Sistem yang digunakan sebagai POS (Point Of Sales) disebut dengan Global Distribution System (GDS). GDS memiliki interface yang berupa GUI (Graphical User Interface) yang langsung berhadapan dengan pelanggan. Saat pelanggan berinteraksi dengan sistem malalui GUI, maka sistem tersebut secara real-time akan melakukan proses-proses back-office diantaranya melakukan validasi, otorisasi dan konfirmasi yang akhirnya akan memberikan pelanggan suatu bukti penjualan tiket sehingga bukti penjualan ini yang akhirnya akan digunakan sebagai tiket pesawat.

Penerapa E-bisnis dari sisi teknologi

Dalam sisi teknologi AirAsia menggunakan Computer Reservation System (CRS) dari Navitaire’s Open Skies Technology yaitu  reservasi berbasis web yang terintegrasi dan sistem inventori termasuk didalamnya adalah internet, call center dan kontrol fungsional keberangkatan airport (booking, check-in,baggage).
AirAsia adalah salah satu armada penerbangan pertama yang memperkenalkan opsi tanpa harus mencetak tiket serta menyediakan boardingpass secara online.
Untuk menunjang website AirAsia, www.airasia.com, perusahaan sudah menunjuk Dynamic Site Acceleration dari Akamai untuk masa 10 tahun memegang tanggung jawab dan peran dalam memelihara dan mengembangkan web. AirAsia sangat mengutamakan kualitas servis yang tinggi dengan konsumen dan juga berbagai fitur kemudahan terbang dengan Air Asia seperti penjadwalan dan juga kemudahan untuk memesan tiket secara online dikarenakan besarnya kapasitas web yang dikunjungi yakni sekitar 1 juta pengunjung web AirAsia tiap bulannya.

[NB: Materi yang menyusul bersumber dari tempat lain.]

PR #3201, opened 2023-08-17
CLDR-16994 BRS: Algorithmic Locales

srl295:
CLDR-16994

ALLOW_MANY_COMMITS=true

### DIFF
--- a/common/main/sr_Latn.xml
+++ b/common/main/sr_Latn.xml
@@ -13,9 +13,9 @@ CLDR data files are interpreted according to the LDML specification (http://unic
 	</identity>
 	<localeDisplayNames>
 		<localeDisplayPattern>
-			<localePattern>{0} ({1})</localePattern>
-			<localeSeparator>{0}, {1}</localeSeparator>
-			<localeKeyTypePattern>{0}: {1}</localeKeyTypePattern>
+			<localePattern>↑↑↑</localePattern>
+			<localeSeparator>↑↑↑</localeSeparator>
+			<localeKeyTypePattern>↑↑↑</localeKeyTypePattern>
 		</localeDisplayPattern>
 		<languages>
 			<language type="aa">afarski</language>
@@ -63,6 +63,7 @@ CLDR data files are interpreted according to the LDML specification (http://unic
 			<language type="bem">bemba</language>
 			<language type="bez">bena</language>
 			<language type="bg">bugarski</language>
+			<language type="bgc">harijanski</language>
 			<language type="bgn">zapadni belučki</language>
 			<language type="bho">bodžpuri</language>
 			<language type="bi">bislama</language>
@@ -99,8 +100,8 @@ CLDR data files are interpreted according to the LDML specification (http://unic
 			<language type="chr">čeroki</language>
 			<language type="chy">čejenski</language>
 			<language type="ckb">centralni kurdski</language>
-			<language type="ckb" alt="menu">centralni kurdski</language>
-			<language type="ckb" alt="variant">centralni kurdski</language>
+			<language type="ckb" alt="menu">↑↑↑</language>
+			<language type="ckb" alt="variant">↑↑↑</language>
 			<language type="clc">čilkotin</language>
 			<language type="co">korzikanski</language>
 			<language type="cop">koptski</language>
@@ -532,7 +533,7 @@ CLDR data files are interpreted according to the LDML specification (http://unic
 			<language type="twq">tasavak</language>
 			<language type="ty">tahićanski</language>
 			<language type="tyv">tuvinski</language>
-			<language type="tzm">centralnoatlaski tamazigt</language>
+			<language type="tzm">centralnoatlaski tamašek</language>
 			<language type="udm">udmurtski</language>
 			<language type="ug">ujgurski</language>
 			<language type="uga">ugaritski</language>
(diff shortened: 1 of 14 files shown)


srl295:
@pedberg-icu @btangmu hant/hans puzzler:

yue(_Hant) has:

```xml
<annotation cp="≈" type="tts">約等於</annotation>
<annotation cp="≒" type="tts">大約等於</annotation>
```

yue_Hans turned into:
```xml
<annotation cp="≈" type="tts">大约等于</annotation>
<annotation cp="≒" type="tts">大约等于</annotation>
```

there's a 'retain' policy here, and so it looks like the 大 was retained in the Hans even though the Hant dropped it.

I'll fix this by changing yue_Hans to:
`<annotation cp="≈" type="tts">约等于</annotation>`

which looks like it matches the expected change in yue

macchiati (commented):
There is something funny going on. I'm seeing a lot of cases where the values are identical to last time, but draft="contributed" is added; effectively downgrading the items. Can you check where these are coming from?

common/main/sr_Latn.xml
```diff
@@ -2875,22 +2878,22 @@ CLDR data files are interpreted according to the LDML specification (http://unic
...
-					<relativeTimePattern count="one">pre {0} dana</relativeTimePattern>
-					<relativeTimePattern count="few">pre {0} dana</relativeTimePattern>
+					<relativeTimePattern count="one">↑↑↑</relativeTimePattern>
+					<relativeTimePattern count="few">↑↑↑</relativeTimePattern>
 					<relativeTimePattern count="other">pre {0} dana</relativeTimePattern>
 				</relativeTime>
 			</field>
 			<field type="day-short">
 				<displayName>d.</displayName>
-				<relative type="-2">prekjuče</relative>
```
macchiati, line 2889: This is very suspicious. sr_Latn inherits directly from root, so replacing by ↑↑↑ means throwing away prekjuče and replacing by a root value.

macchiati (changes requested):

btangmu:
@srl295 dropping 大 in yue_Hans 大约等于 for consistency with yue(_Hant) 約等於 looks OK to me. I'm not familiar with the "retain" policy or how CLDR derives yue_Hans from yue, and I don't know whether they're always supposed to match each other except for the orthography.

BTW, it seems sort of random that they dropped 大 for ≈ (U+2248 ALMOST EQUAL TO) but not for ≒ (U+2252 APPROXIMATELY EQUAL TO OR THE IMAGE OF), and it seems dubious that there's nothing corresponding to "IMAGE" (像?) in the annotation for ≒ ...

srl295:
> @srl295 dropping 大 in yue_Hans 大约等于 for consistency with yue(_Hant) 約等於 looks OK to me. I'm not familiar with the "retain" policy or how CLDR derives yue_Hans from yue, and I don't know whether they're always supposed to match each other except for the orthography.
> 
> BTW, it seems sort of random that they dropped 大 for ≈ (U+2248 ALMOST EQUAL TO) but not for ≒ (U+2252 APPROXIMATELY EQUAL TO OR THE IMAGE OF), and it seems dubious that there's nothing corresponding to "IMAGE" (像?) in the annotation for ≒ ...

retain means that the locale isn't regenerated each time, only _missing_ values are copied from Hant to Hans.

common/main/sr_Latn.xml
srl295: 🤔

srl295: @macchiati two things:

1. this conforms to what's in `sr.xml` (see below)
2. this is `day-short` - so it will inherit from `day` which still has these values.


`sr.xml`: 

```xml
			<field type="day">
				<displayName>дан</displayName>
				<relative type="-2">прекјуче</relative>
				<relative type="-1">јуче</relative>
				<relative type="0">данас</relative>
				<relative type="1">сутра</relative>
				<relative type="2">прекосутра</relative>
				<relativeTime type="future">
					<relativeTimePattern count="one">за {0} дан</relativeTimePattern>
					<relativeTimePattern count="few">↑↑↑</relativeTimePattern>
					<relativeTimePattern count="other">за {0} дана</relativeTimePattern>
				</relativeTime>
				<relativeTime type="past">
					<relativeTimePattern count="one">↑↑↑</relativeTimePattern>
					<relativeTimePattern count="few">↑↑↑</relativeTimePattern>
					<relativeTimePattern count="other">пре {0} дана</relativeTimePattern>
				</relativeTime>
			</field>
			<field type="day-short">
				<displayName>д.</displayName>
				<relative type="-2">↑↑↑</relative>
				<relative type="-1">↑↑↑</relative>
				<relative type="0">↑↑↑</relative>
				<relative type="1">↑↑↑</relative>
				<relative type="2">↑↑↑</relative>
```

`sr_Latn.xml`: 

```xml
			<field type="day">
				<displayName>dan</displayName>
				<relative type="-2">prekjuče</relative>
				<relative type="-1">juče</relative>
				<relative type="0">danas</relative>
				<relative type="1">sutra</relative>
				<relative type="2">prekosutra</relative>
```

srl295:
rebased

common/main/sr_Latn.xml
macchiati: Ok, thought it over and that will work. Thanks for the explanation.

macchiati (approved):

Dengan permasalahan yang ada,
 Akamai’sDynamic Site Acceleration memberikan solusi dengan meningkatkan performansi web menjadi5x lebih cepat dan hal tersebut dapat dicapai tanpa harus mengeluarkan biaya berlebih untuk perangkat kerasnya
Berikut merupakan contoh menu pesan AirAsia:
tiket-air-asia-4
AirAsia memudahkan costumer dalam melakukan sistem pembayaran dimana costumer dapat membayar mengunakan semua jenis Rekening.
airasia-1
 AirAsia menyediakan checkin secara online sehingga mempermudah costumer untuk melakukan checkin dimanasaja dalam catatan waktu 24 jam sebelum keberangkatan,tidak hanya checkin AirAsia menyediakan menu untuk memesan makanan didalam pesawat.